Basti ricordare le migrazioni bibliche verso e dall'Egitto e
quelle che sono state chiamate invasioni barbariche. Nei tempi
moderni si sono succedute periodicamente verso l'America e poi
all'interno dell'Europa alla ricerca di lavoro. Negli ultimi
decenni la mobilità umana nel mondo è in piena espansione,
perché ai classici emigranti in cerca di lavoro si sono aggiunte
le turbe di chi cerca asilo politico e protezione umana,
fuggendo da Paesi devastati da guerre, contrapposizioni etniche
e calamità naturali.
Conseguenze disastrose - In taluni casi le immigrazioni ebbero
conseguenze disastrose e drammatiche nei paesi di destinazione.

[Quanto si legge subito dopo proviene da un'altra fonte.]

PR #7566, opened 2025-03-24
feat(actions): publish `@node-core/ui-components`

### LINKED ISSUE #236: How are we going to import `@node-core/ui-components`?
npm does not support importing packages from subdirectories of git repositories.

According to https://github.com/npm/npm/issues/2974#issuecomment-169451651:  
> This isn't something that the npm CLI team is interested in adding to the tool.  

There are third-party solutions like [GitPkg](https://gitpkg.vercel.app/about) that allow this functionality in npm, but I'm not sure we should rely on a third-party tool to handle imports–lest something bad happen. 

**However**, both [Yarn](https://github.com/yarnpkg/yarn/issues/4725#issuecomment-753416391) (although, yarn requires the website to also use yarn) and [pnpm](https://github.com/pnpm/pnpm/pull/7487) do support this, so we *could* convert this repository to use one of them instead.

This would also require any project that runs `api-docs-tooling` use the same package manager (i.e. `pnpm dlx` instead of `npx` for execution).  

Reference: https://github.com/nodejs/nodejs.org/pull/7401#issuecomment-2748180596

avivkeller:
It's hard to properly test this, as it makes use of GitHub tokens, but based on my testing of each step independently, this'll publish the `@node-core/ui-components` package.

This PR publishes `@node-core/ui-components to the GitHub registry. **Before merging, we need to verify that we have access to this scope**.

For security reasons, several checks are in place to prevent malicious execution:
- The commit must've passed all checks on `main`'s `Linting and Tests` workflow, and that check must've been triggered by a `push` event to `main`, or the workflow was manually dispatched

L'immigrazione dall'Europa cancellò più del 90 per cento della
popolazione indigena delle Americhe. In Australia gli Aborigeni
furono vittime di un genocidio simile. In questo secolo,
l'immigrazione degli Ebrei in Palestina ha avuto come
conseguenza un destino di profughi per tre quarti della
popolazione palestinese.
Oggi rischia l'immigrato - Oggigiorno, nella maggior parte dei
casi, l'immigrazione non ha le stesse distruttive conseguenze
sul paese ospitante. Al contrario, sono gli immigrati stessi a
correre rischi. Gli immigrati sono spesso le vittime di violenza
razzista e di abusi, sebbene sia stato loro riconosciuti lo
status di rifugiato politico perché perseguitati nel loro paese
d'origine, o residenti da lungo tempo facciano parte di una
minoranza.
L'immigrazione è una ricchezza - L'ignoranza che sta alla base
del razzismo non riconosce il grande contributo che gli
immigrati portano al paese nel quale vivono. Non è raro che
dalle file degli immigrati vengano le più eminenti figure in
campo politico, negli sport e nelle arti (ciascuno può pensare a
qualche esempio relativo al proprio paese). Ma anche gli
immigrati che non assurgono alla notorietà arrecano un grande
contributo, economico e culturale, al paese nel quale risiedono.
Una ricerca condotta recentemente in Germania mostra che tra il
1988 e il 1992 i lavoratori immigrati hanno contribuito per il 6
per cento al prodotto interno lordo del paese.
Capitali e merci sì, persone no - Nonostante quanto finora
evidenziato, molti paesi hanno cominciato a porre restrizioni
all'afflusso di immigrati (tranne nel caso in cui l'immigrato
sia una persona ricca). La calda accoglienza riservata agli
uomini d'affari stranieri in cerca di opportunità di
investimento mostra cosa si nasconde dietro le politiche di
controllo dei flussi migratori: i potenti possono circolare
liberamente, i poveri sono ricacciati nei loro paesi. Questa
realtà suggerisce un approccio alternativo all'immigrazione:
fino a quando i poveri del mondo sono condannati alla
disperazione da un sistema internazionale controllato dai
ricchi, i paesi ricchi hanno il dovere morale di lasciar entrare
tutti quelli che loro stessi hanno reso poveri.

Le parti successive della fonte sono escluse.